The substantial weaknesses of this model should be fairly obvious. It is non-Biblical, and even contradicts the Bible in significant ways. “All the passages from Scripture used to support either of the first two models constitute objections to the third.” (p. 78). It denies the prophets' own experience of inadequacy to know and love God. It substitutes elitism for divine election. It cannot be harmonized with a great many traditional Church teachings. It makes the Church herself a secondary, rather than a primary, reality. It disappoints many expectations of what religion is “supposed to do,” such as define the meaning of stuff, especially in the moral and metaphysical senses.
Is there any redeeming feature of this model? Dulles notes two only: “[T]his model made it possible to accept that critique [i.e., the Kantian denial that noumenal knowledge is possible] without falling into skepticism.” (p. 77). There are other, better responses to Kant; nor is it necessary to accept that critique at all, or at least wholly. But the much harder trick, if one is intending to accept Kant, is not to fall into relativism, which this model, by itself, inevitably does. Second, “this model gave striking support to the life of devotion.” (p. 77) By this he means, “New links began to appear between systematic and ascetical theology. The life of prayer and mystical experience… appeared once again as central themes.” (78). To the extent that “systematic and ascetical” theology have been divided since the 17th c. (much more so in Protestant denominations than in Catholicism), this renewed connection certainly is valuable.
One of the most obvious places I think this model has taken root in the Church is in moral theology, specifically in the formation of conscience. Very few Catholics think about the Bible, the Church, or Jesus Christ in these experiential terms, but all too many think exactly this way about their conscience: that it is immediate, rather than needing formation; that it is interior, rather than shaped by our learning and practice of the Faith; and that it is authoritative of itself, rather than needing the authority of the magisterium for full conviction.
2 comments:
i'll take a swing at this.
If this model is based on one form of revelation being a feeling or intuition of individuals and the one Creator,then shouldnt we find all personal revelation very similar, since it comes from the one source?

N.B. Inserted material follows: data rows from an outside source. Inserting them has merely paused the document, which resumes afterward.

PR #414, opened 2021-01-29
fix(sensorgrid): Remove argument that flips the grids by default

devngc:


devngc:
@chriswmackey, I believe this is the reason the grids that I am creating from Face3D are being flipped in honeybee-3dm. 
resolves https://github.com/ladybug-tools/honeybee-3dm/issues/116

chriswmackey (changes requested):
Thanks, @devngc .

I agree that a change is in order here but, rather than deleting this argument, I think it would be best to expose the `flip` argument that's going to the ladybug_geometry `Face3D.mesh_grid` method on this `SensorGrid.from_face3d` classmethod here. I'm sure there are cases where we would want to generate a flipped grid, specifically when generating grids from floor faces of Rooms (which always point downwards).

I verified that this method isn't being used anywhere in the Grasshopper plugin right now so you should feel free to make the default to not flip the mesh.

chriswmackey (approved):
LGTM!  I'll merge this now so that it makes it into the update of the honeybee-radiance docker image on Pollination that @mostaphaRoudsari 's doing now.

How does one tell the differance between personel revelation from the Creator verses experiences and secular influence. Maybe this model is the result of secular influence?
Excellent insight, Dennis. Yes, we should indeed find all personal revelation very similar. From this it follows that the (very real) differences are not important. This is, of course, relativism; see "Dominus Iesus" for a firm rebuttal.
It's very hard with this model to tell the difference between authentic revelation and "mere" experience. Some deny any difference exists, and treat all inner experience in the same category of revelation. Others attempt to make some distinction, for example, conformity with Tradition; but keeping Tradition stable is more and more difficult over time, in this model. And justifying why Tradition should exclude "new" revelation/experience is hard, also, so this doesn't gain a lot of traction.